▸ Work item: Having found the line that contains "loudej: I removed it altogether", please retype only it and every line after it up to the end of the entries, exactly as written.

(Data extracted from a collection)
== Segment start ==
PR #494, opened 2012-05-19
Plumbing in support to be a portable web application

loudej:
Uses OWIN server abstractions


JabbR/Startup.cs
```diff
@@ -0,0 +1,184 @@
...
+                            app(
+                                env,
+                                (status, headers, body) => result(
+                                    status,
+                                    headers,
+                                    (write, flush, end, cancellationToken) => ExecutionContext.Run(
+                                        context.CreateCopy(),
+                                        __ => body(write, flush, end, cancellationToken),
+                                        null)),
+                                fault);
```
samandmoore: this is really difficult to read, is there a better way to format this?

loudej: I removed it altogether

that particular middleware was just being defensive - in case the http server didn't provide a new ExecutionContext per http connection. In the end it probably makes more sense to require the http server handlers for firefly and gate to ensure there's a new execution context that "sticks" to each of the calls coming in for a request.

loudej:
This will take some refactoring at other levels before a pull request to jabbr is practical.

Thanks for the feedback though!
== Segment end ==
▸ Expected answer:
loudej: I removed it altogether

that particular middleware was just being defensive - in case the http server didn't provide a new ExecutionContext per http connection. In the end it probably makes more sense to require the http server handlers for firefly and gate to ensure there's a new execution context that "sticks" to each of the calls coming in for a request.

loudej:
This will take some refactoring at other levels before a pull request to jabbr is practical.

Thanks for the feedback though!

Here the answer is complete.